We show the initial mesh and the adaptive refinement mesh of level 32 in Fig. 9. It’s clear that the refinements are concentrated around the top corners of the domain where the solution has a singularity and some other regions where the solution has more fine structures. The plots of the velocity are shown in Fig. 10 from which we can observe the flow motion between holes.

Fig. 9
figure 9

Adaptive mesh for Example 4 a initial mesh, b mesh level 32

Fig. 10
figure 10

Computed velocity with mesh level 32 a computed \(u_{1}\), b computed \(u_{2}\)

Fig. 11
figure 11

Adaptive mesh for Example 5 a initial mesh, b mesh level 6

Fig. 12
figure 12

Computed velocity with mesh level 6 a computed \(u_{1}\), b computed \(u_{2}\)

Example 5

Finally, we consider a rectangular perforated domain \(\Omega =(0,10)^{2}\) with 12 circular perforations.

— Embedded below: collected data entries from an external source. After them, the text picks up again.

PR #1199, opened 2026-08-01
fix(chrome): explain untrusted manifest paths

diegomarzaa:
## Summary

The Chrome native host validates every app-server manifest path, but it previously collapsed all validation failures into `missing required path file`. That message hid which manifest field failed and suggested a missing file when the path could exist with unsafe permissions.

This change preserves the existing trust checks and carries the manifest field name through file, directory, and parent-chain validation. The error now identifies the field and tells the user to check ownership, executability, and group/world-write permissions.

The regression test covers a group-writable parent for `codexCliPath`.

## Validation

- `git diff --check`
- `env TMPDIR=/tmp cargo test -p codex-computer-use-linux --bin codex-chrome-extension-host chrome_runtime` (34 passed)

### DIFF
--- a/computer-use-linux/src/chrome_runtime.rs
+++ b/computer-use-linux/src/chrome_runtime.rs
@@ -1244,19 +1244,20 @@ fn validate_runtime_entry_for_host(
             "Matching manifest entry is malformed",
         ));
     }
-    validate_owned_dir(&entry.paths.codex_home, true)?;
-    validate_owned_dir(&entry.paths.resources_path, false)?;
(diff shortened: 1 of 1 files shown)


ilysenko (changes requested):
Thanks for improving the manifest-path diagnostics. One blocker remains: the shared error says paths may be owned by the user or root, but `codexHome` is validated with `require_user_owner=true` and rejects root ownership. Please make the ownership guidance accurate for each validation policy and add coverage for `codexHome` and allowed sticky root-owned ancestors.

We consider a different boundary condition given by

$$\begin{aligned} \varvec{u}|_{\partial \Omega }= & {} {\left\{ \begin{array}{ll} (1,0), &{} \text {when }x=0\, or \, x=10,\\ (0,0), &{} \mathrm {elsewhere}. \end{array}\right. } \end{aligned}$$
(112)

This problem describes the flow passing though a tunnel with obstructions.

We show the initial mesh and the adaptive refinement mesh of level 6 in Fig. 11. It’s clear that the refinements are concentrated in areas where the solution has more fine scale features. The plots of velocity are shown in Fig. 12 from which we can see that the fluid passes though the tunnel from left to right by avoiding the obstructions.

5 Concluding Remarks

In this paper, we derive a residual-type a-posteriori error estimator for the numerical solutions of the Stokes system solved with the SDG method. The reliability and efficiency of this error indicator is proved. By using this error indicator, an adaptive refinement technique is proposed to solve fluid flow problems with singularities and flows in perforated domains, which are computational expensive for the regular uniform refinement method. Numerical examples show that the error indicator is close to the exact numerical error and thus can capture the singular points accurately. Compared with the uniform refinement method, the adaptive refinement method can improve the resolution near the singular points by making the mesh more dense in this area. On the other hand, the accuracy of the rest region remains unchanged even with courser mesh. The total number of elements is still less than that in the uniform refinement mesh and hence the total computational cost can be reduced.

Note that our staggered mesh \({\mathcal {T}}\) is generated from an initial shape regular triangulation \({\mathcal {T}}_{q}\) by dividing each triangle in \({\mathcal {T}}_{q}\) into three sub-triangles. Thus, almost all the sub-triangles in \({\mathcal {T}}\) would be obtuse. Hence, a possible future work is to construct the initial mesh from a macro quadrilateral mesh, or more generally, a macro polygonal mesh, to make the triangles more regular. Also, we should consider the use of hanging nodes in our future works.